На дороге, среди степи, повстречалась другая машина. Ее водитель посигналил, прося остановиться, выскочил из кабины, подбежал:
— Дай-ка, Дима, огоньку. Спички где-то забыл.
— Огоньку, это всегда можно. — Кивнув на самосвал, шофер проговорил: — Вот ведь как получается: машина бегает, а хозяин сидит...
— Жалко брата-шофера, а вообще-то гад он порядочный, не шоферская у него душа. Таких давить надо!
— Прислал прошение нашему начальству, чтобы на поруки взяли.
— Ишь ты! На поруки. Да я ж его первый изничтожу!
Шоферы поговорили, покурили и разъехались. Их разговор был неинтересен Тамаре, она думала о своем.
— Вот гад! На поруки просится. Избаловали всяких поруками... А я так думаю, что ему и десятки мало, — не унимался шофер.

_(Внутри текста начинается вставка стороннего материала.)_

PR #7262, opened 2024-12-05
tool: copy files from R2 to datalake

aonnikov:
- add tool for copying files to datalake
- add multipart upload option

### DIFF
--- a/packages/presentation/src/file.ts
+++ b/packages/presentation/src/file.ts
@@ -258,8 +258,8 @@ async function uploadFileWithSignedUrl (file: File, uuid: string, uploadUrl: str
       method: 'PUT',
       headers: {
         'Content-Type': file.type,
-        'Content-Length': file.size.toString(),
-        'x-amz-meta-last-modified': file.lastModified.toString()
+        'Content-Length': file.size.toString()
+        // 'x-amz-meta-last-modified': file.lastModified.toString()
       }
     })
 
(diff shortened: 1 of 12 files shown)


packages/presentation/src/file.ts
```diff
@@ -258,8 +258,8 @@ async function uploadFileWithSignedUrl (file: File, uuid: string, uploadUrl: str
       method: 'PUT',
       headers: {
         'Content-Type': file.type,
-        'Content-Length': file.size.toString(),
-        'x-amz-meta-last-modified': file.lastModified.toString()
+        'Content-Length': file.size.toString()
+        // 'x-amz-meta-last-modified': file.lastModified.toString()
```
haiodo, line 262: Do we need this change?

server/datalake/src/client.ts
```diff
@@ -236,8 +274,8 @@ export class Client {
         method: 'PUT',
         headers: {
           'Content-Type': metadata.type,
-          'Content-Length': metadata.size?.toString() ?? '0',
-          'x-amz-meta-last-modified': metadata.lastModified.toString()
+          'Content-Length': metadata.size?.toString() ?? '0'
+          // 'x-amz-meta-last-modified': metadata.lastModified.toString()
```
haiodo, line 278: same?

haiodo (approved):

packages/presentation/src/file.ts
aonnikov: yes, this temporary fixes problem with presigned URL upload

server/datalake/src/client.ts
aonnikov: same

Чтобы поддержать разговор, Тамара спросила равнодушно:
— Осудили кого-нибудь? За что?
— История с аварией да чуть было убийством не кончилась. Приехали мы в конце июля на уборочную, — обстоятельно рассказывал собеседник, — а в нашей колонне оказался этот тип — Коростелев. Специально попросился и не сказал, гад, что у него тут, в Буране, бывшая жена докторшей работает. Стал он наведываться в больницу, а докторша ему от ворот поворот и не кашляй!.. А тут как на беду еще один доктор приехал в гости к брату. Ученый, говорят, операции делает с закрытыми глазами. Он тут уже много людей спас. А что? Если ученый — может спасать. Вон у меня по соседству мальчонка живет, с сердцем лежал, совсем плохоньким был, одна нога здесь, другая в могиле... Повезли его в Ленинград к профессору. И теперь мальчонка футбол гоняет. Вот тебе наука!
— Причем же доктор, который к брату приехал? — нетерпеливо перебила Тамара.

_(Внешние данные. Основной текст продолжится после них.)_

PR #7272, opened 2024-12-06
UBERF-8614: Mermaidjs integration

mr1name:
UBERF-8614: Mermaidjs integration


packages/theme/styles/prose.scss
```diff
@@ -381,19 +387,94 @@ pre.proseCodeBlock {
...
+  code {
+    cursor: text;
+  }
+
+  p div {
+    cursor: auto;
+  }
+}
+
+.proseMemraidDiagram {
```
aonnikov: typo

plugins/text-editor-resources/src/components/CollaborativeTextEditor.svelte
```diff
@@ -270,7 +271,8 @@
           { id: 'code-block', label: textEditor.string.CodeBlock, icon: view.icon.CodeBlock },
           { id: 'separator-line', label: textEditor.string.SeparatorLine, icon: view.icon.SeparatorLine },
           { id: 'todo-list', label: textEditor.string.TodoList, icon: view.icon.TodoList },
-          { id: 'drawing-board', label: textEditor.string.DrawingBoard, icon: IconScribble as any }
+          { id: 'drawing-board', label: textEditor.string.DrawingBoard, icon: IconScribble as any },
+          { id: 'mermaid', label: textEditor.string.MermaidDiargram, icon: view.icon.Model }
```
aonnikov, line 284: we need some icon

plugins/text-editor-resources/src/components/extension/mermaid.ts
```diff
@@ -0,0 +1,680 @@
...
+  doc.descendants((node, pos, parent, index) => {
+    if (node.type.name !== MermaidExtension.name) {
+      return
+    }
+
+    // See https://github.com/yjs/y-prosemirror/issues/49
+    // Ideally, one would hope that decorations would be recovered through the use of
+    // transaction mapping, but with Yjs this is not possible in many cases.
+    // So there's a need for dirty hacks to keep the state of the node intact. (See below).
+    const yjsdoc = options.ydoc?.getXmlFragment('content')
```
aonnikov: Is that still true and reproducible? We use decorations in several places but never noticed behavior like this, but this is probably because we recreate all decorations in this case instead of mapping them.

In either case, we will need some generic solution for this to use decorations properly, and ideally I would like to avoid use of ydoc here.

aonnikov: You need to pass field name along with ydoc, the field is not constant :(

mr1name: Yes, it's almost impossible to avoid. (The simplest scenario is to perform undo). Without it, the plugin will not work properly. But the dependency on YDoc is optional, if it is not there, the behavior will not change.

— Да считай что не при чем. Разное люди говорят... Ну, хорошо, в кино доктора ходили вместе, на «москвиче» ездили, может, и другое что было. Кому какое дело? Доктор-то холост, докторша тоже незанята и симпатичная собой, беленькая... А этот бывший муж раззверился и ахнул «москвича» самосвалом и чуть было не убил докторшу. Вот ведь гад! Из тюрьмы только и опять в тюрьму смотрит.

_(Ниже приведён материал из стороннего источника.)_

Issue #6914, opened 2024-10-14
Bug: Opening document chat in sidebar causes freeze


AbigailDawson:
**Summary**

When you click the icon to open the chat for a document in the sidebar, the page freezes. Noticed on both front & app.

**Steps to reproduce:**

1. Login to front or app, navigate to chat
2. Select a document from the left sidebar
3. Click the icon to open the chat in the right sidebar

**Actual Result**

Page freezes

**Expected Result**

Chat should open in the right sidebar

<sub><a href="https://front.hc.engineering/guest/platform?token=eyJ0eXAiOiJKV1QiLCJhbGciOiJIUzI1NiJ9.eyJsaW5rSWQiOiI2NzBkMDk3YjU2NTUyNjAyOTFmYWE5NGIiLCJndWVzdCI6InRydWUiLCJlbWFpbCI6IiNndWVzdEBoYy5lbmdpbmVlcmluZyIsIndvcmtzcGFjZSI6InBsYXRmb3JtIn0.V4w-eQzJ609zLrg87l5eRtEcWLVRkJmWY2VIIAhrfyk">Huly&reg;: <b>UBERF-8463</b></a></sub>

PR #7294, opened 2024-12-07
fix: fallback to defaultIcon when value is undefined

dakshesh14:
**Fix:**

- Fallback to default icon when value is undefined
- This change can avoid errors like #6914

Before:

[before-document-sidebar.webm](https://github.com/user-attachments/assets/d813442e-b670-4c07-97da-b4a6f9e3dc89)

After:

[after-document-sidebar.webm](https://github.com/user-attachments/assets/2dc07ed2-ba94-4aef-aff2-487fbe8c6783)

### DIFF
--- a/plugins/document-resources/src/components/DocumentIcon.svelte
+++ b/plugins/document-resources/src/components/DocumentIcon.svelte
@@ -20,7 +20,7 @@
 
   import { ComponentType } from 'svelte'
 
-  export let value: IconProps
+  export let value: IconProps | undefined
   export let size: IconSize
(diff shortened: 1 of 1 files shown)


dakshesh14:
The crash was caused by the `plugins/document-resources/src/components/DocumentIcon.svelte` component. After investigating its usage, I found that the `value` prop can potentially be undefined. To address this, I added a null check to handle cases where `value` is undefined, preventing the crash.

haiodo (approved):

haiodo:
Thanks @dakshesh14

Шофер говорил и говорил, все более разъяряясь и кляня Коростелева, но Тамара не слушала. Она ничего не видела перед собой — ни дороги, ни орлов на телеграфных столбах. Охваченная тревогой, она хотела сейчас только одного — поскорее приехать в этот проклятый Буран, цепко ухватиться за доктора и уж не отпускать его.